PA clan of proteases
Protein family
From Wikipedia, the free encyclopedia
The PA clan (Proteases of mixed nucleophile, superfamily A) is the largest group of proteases with common ancestry as identified by structural homology. Members have a chymotrypsin-like fold and similar proteolysis mechanisms but can have identity of <10%. The clan contains both cysteine and serine proteases (different nucleophiles).[1][2] PA clan proteases can be found in plants,[3] animals,[3] fungi,[3] eubacteria,[4] archaea[5][6] and viruses.[2]
The common use of the catalytic triad for hydrolysis by multiple clans of proteases, including the PA clan, represents an example of convergent evolution.[7] The differences in the catalytic triad within the PA clan is also an example of divergent evolution of active sites in enzymes.[2]
History
In the 1960s, the sequence similarity of several proteases indicated that they were evolutionarily related.[8] These were grouped into the chymotrypsin-like serine proteases[9] (now called the S1 family). As the structures of these, and other proteases were solved by X-ray crystallography in the 1970s and 80s, it was noticed that several viral proteases such as Tobacco Etch Virus protease showed structural homology despite no discernible sequence similarity and even a different nucleophile.[2][10][11] Based on structural homology, a superfamily was defined and later named the PA clan (by the MEROPS classification system). As more structures are solved, more protease families have been added to the PA clan superfamily.[12][13]
Etymology
The P refers to Proteases of mixed nucleophile. The A indicates that it was the first such clan to be identified (there also exist the PB, PC, PD and PE clans).[1]
Structure
Despite retaining as little as 10% sequence identity, PA clan members isolated from viruses, prokaryotes and eukaryotes show structural homology and can be aligned by structural similarity (e.g. with DALI).[3]
Double β-barrel
PA clan proteases all share a core motif of two β-barrels with covalent catalysis performed by an acid-histidine-nucleophile catalytic triad motif. The barrels are arranged perpendicularly beside each other with hydrophobic residues holding them together as the core scaffold for the enzyme. The triad residues are split between the two barrels so that catalysis takes place at their interface.[14]
Viral protease loop
In addition to the double β-barrel core, some viral proteases (such as TEV protease) have a long, flexible C-terminal loop that forms a lid that completely covers the substrate and create a binding tunnel.

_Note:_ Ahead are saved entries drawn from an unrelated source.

Issue #142, opened 2015-06-15
Right-click menu on layers


alukach:
I think the ability to right-click on a layer and select operations would provide a more natural interface.  When right-clicking, they would view a menu of "layer operations".  Operations that come to mind:

* Rename
* Alter layer style (see #126)
* Alter layer properties (see #140)
* Zoom to layer
* Zoom to selection

I struggle to come up with a good rule of what operations should go in the top menu bar and which should go as a right-click menu. I'm thinking operations that alters the state of an existing layer should go in the right-click menu.  Anything that produces a new layer or performs analysis on a selection of layers should remain in the upper menu bar.  Basically, the menu bar is for things that run ON layers, right-click is for things that happen TO layers... if that makes any sense.

I could also see the Save operations going in the right-click menu (for some reason, to me it feels a bit out of place in the top bar), but I don't feel completely confident about that.

mapsam:
I agree - the right-click would be much more useful to show ON layers instead of having a mixture of operations on the upper menu.

I experimented with this for a bit and using [this](http://stackoverflow.com/questions/4909167/how-to-add-a-custom-right-click-menu-to-a-webpage) as an entry point

alukach:
Yeah, I skimmed through [the first link that came up from google](http://www.sitepoint.com/building-custom-right-click-context-menu-javascript/), it seems pretty do-able.  I like our menus and definitely think we could make some minor modifications to the `Menu` class to allow it to be a right-click menu.  Agreed that they should be defined in `AppController`

mapsam:
As we add more geo operations, I'm also starting to wonder if geo should take on it's own menu type. Potentially something that sits along the layerlist sidebar, rather than a main menu. Honestly if we can move away from menu-bar menus that would be awesome.

Here's what I'm thinking:

![screen shot 2015-06-17 at 12 07 14 am](https://cloud.githubusercontent.com/assets/1943001/8218752/f14d0382-14f9-11e5-922b-438d2785b694.png)

alukach:
Yeah, I think a side bar could be a good idea.

mapsam:
Going to make this another issue #151

mapsam:
Right click context menus were added in #211!

PR #153, opened 2015-06-20
worldCopyJump: true

alukach:
From the [docs](http://leafletjs.com/reference.html):

> With this option enabled, the map tracks when you pan to another "copy" of the world and seamlessly jumps to the original one so that all overlays like markers and vector layers are still visible.

Before:

panning-bad

After:

panning-good

I feel like this setting can feel a bit 'glitchy' (jumps around, that weird reload flash that occurs, etc) but that's a problem with Leaflet itself and not Dropchop.  Hopefully it should get better.


alukach:
I'm not 100% confident that this should be merged, would like to hear some feedback after someone else tests out this branch.

mapsam:
It definitely seems better this way than before - especially if people are losing data. This also warrants building a button that can zoom to layer extent if you have it selected - or at least all of the data extent if you don't have anything selected.

alukach:
Yeah, definitely into the idea of "zoom to selection". I imagine it would go in the right click menu (#142)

This tunnel contains a set of tight binding pockets such that each side chain of the substrate peptide (P6 to P1’) is bound in a complementary site (S6 to S1’) and specificity is endowed by the large contact area between enzyme and substrate.[11] Conversely, cellular proteases that lack this loop, such as trypsin have broader specificity.
Evolution and function
Catalytic activity
Structural homology indicates that the PA clan members are descended from a common ancestor of the same fold. Although PA clan proteases use a catalytic triad perform 2-step nucleophilic catalysis,[7] some families use serine as the nucleophile whereas others use cysteine.[2] The superfamily is therefore an extreme example of divergent enzyme evolution since during evolutionary history, the core catalytic residue of the enzyme has switched in different families.[15] In addition to their structural similarity, directed evolution has been shown to be able to convert a cysteine protease into an active serine protease.[16] All cellular PA clan proteases are serine proteases, however there are both serine and cysteine protease families of viral proteases.[7] The majority are endopeptidases, with the exception being the S46 family of exopeptidases.[17][18]

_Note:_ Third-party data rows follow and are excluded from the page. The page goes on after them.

PR #1410, opened 2019-04-16
fix vault module, add new test with java client

robfrank:
- fix tests in Vault module to work with latest 1.1.1 image
- added test with java client


modules/vault/src/test/java/org/testcontainers/vault/VaultClientTest.java
```diff
@@ -0,0 +1,58 @@
...
+
+import static org.assertj.core.api.Assertions.assertThat;
+
+public class VaultClientTest {
+
+    private static final int VAULT_PORT = 8200; //using non-default port to show other ports can be passed besides 8200
+
+    private static final String VAULT_TOKEN = "my-root-token";
+
+    @ClassRule
```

Biological role and substrate specificity
In addition to divergence in their core catalytic machinery, the PA clan proteases also show wide divergent evolution in function. Members of the PA clan can be found in eukaryotes, prokaryotes and viruses and encompass a wide range of functions. In mammals, some are involved in blood clotting (e.g. thrombin) and so have high substrate specificity as well as digestion (e.g. trypsin) with broad substrate specificity. Several snake venoms are also PA clan proteases, such as pit viper haemotoxin and interfere with the victim's blood clotting cascade. Additionally, bacteria such as Staphylococcus aureus secrete exfoliative toxin which digest and damage the host's tissues. Many viruses express their genome as a single, massive polyprotein and use a PA clan protease to cleave this into functional units (e.g. polio, norovirus, and TEV proteases).[19][20]

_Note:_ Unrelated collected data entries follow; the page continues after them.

PR #1414, opened 2019-04-19
adds OrientDB 3.0.x module

robfrank:
This adds:
- OrientDBContainer
- tests with both "try with resource" and "Classrule"
- an additional test for Gremlin setup
- documentation


kiview:
Hey @robfrank,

There are also several pseudoenzymes in the superfamily, where the catalytic triad residues have been mutated and so function as binding proteins.[21] For example, the heparin-binding protein Azurocidin has a glycine in place of the nucleophile and a serine in place of the histidine.[22]
Families
Within the PA clan (P=proteases of mixed nucleophiles), families are designated by their catalytic nucleophile (C=cysteine proteases, S=serine proteases). Despite the lack of sequence homology for the PA clan as a whole, individual families within it can be identified by sequence similarity.